The Beeswax (aka Goonies) Wreck

I love a great story. This one certainly ticks that box. It’s so good that NatGeo added it to their very successful Drain the Oceans series. See S6E4 The Myth of the Pacific Pirate Ship

I also love being part of a great team. Once again, I found myself in the company of very, very talented folks who welcomed me, taught me, had patience with me, and heightened my enthusiasm for the project.

Part of the team (L to R) Stacy Scott, Wayne Derrick, Art Trembanis, Me, Kyle Lent

Finally, the tech. LiDAR, SONAR, photogrammetry, drones . . . all my favorites. All of this used to document, explore, explain, and share the artifacts found so far.

My job was twofold. First and foremost, I was tasked to document the artifacts the team had massed at the Columbia River Maritime Museum in Astoria, Oregon. Second, I was to shoot drone footage for the show.  I know.  A great gig.

For all but one of the artifacts I used my iPhone 13 Pro and Pix4Dcatch. The ability to combine the LiDAR and photos from the iPhone using Pix4Dmatic is perfect for this kind of work. For the largest artifact, a ship’s timber I used a FARO s350 laser scanner. That bit made the show. I wanted to ensure I provided the highest level of precision I could as the data was shared with experts around the world who know Philippine Galleons so the 350 was the right tool. I even used targets to ensure the registration of the scans was as tight as possible.

What you see on the iPhone using Pix4Dcatch while you scan. In this case 4x ship’s timbers.
Scanning the largest timber with the FARO s350 – note the target spheres.

As for the drone footage? Watch the show. The only behind the scenes story I have is that for some of the footage I had to take off and land from the boat we were on. A small boat filled with people, festooned with masts, antennas and outrigger fishing gear – all kinds of items that would love to eat a drone. Combine that with the rocking and rolling of a vessel at sea and it was not an ideal situation from drone operations.

I have lost drones before. It’s expensive. To lose a drone AND the SD card with the footage on it is even worse. So, after an attempt or two at landing/catching the drone on a heaving deck I thought let’s use the big hand net and grab it out of the sky. Noah, our stalwart PA caught the drone with no problem. What’s more even after “landing” and getting all snarled up in the net the drone is in great shape. Not scratch, not even a broken prop. Thank you DJI for making such a tough little bird (with a great camera in it!) The DJI Mavic 2 Pro if you are curious.

An amazing artifact from the ship.
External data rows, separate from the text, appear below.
PR #2868, opened 2024-07-30
Decompose the tail call graph into strongly connected components

tylerhou:
For the purpose of the current analysis, we ignore non-inferred nontail edges (these are edges explicitly marked as `[@nontail]`, and function applications that were not in tail position and also not optimized to be tail calls). The dot output has been changed to show SCCs in clusters, and also highlight clusters that have at least one inferred nontail edge (red edges).

image


dvulakh (changes requested):
Let's also think about the testing & debugging story before merging.

tylerhou:
The only failure was due to timeout, it might be flaky? Rerunning.

dvulakh (approved):
Looks good, thanks!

Note the many timbers on the table behind me.
Lots of Chinese porcelain has been washing up on the beaches for the last 330 years. Amazing to see some of it.
Friend and mentor Jim Delgado and I with a block from the ship

I’m no spoiler so I can’t say too much more other than the story is not over yet. There might even be a chance for anyone, yes anyone, to join in on the next phase of the project. See SEARCH 1×1 for details.

My sincere thanks to the team. I’ve gained a lot of knowledge, shared some knowledge, and made some good friends.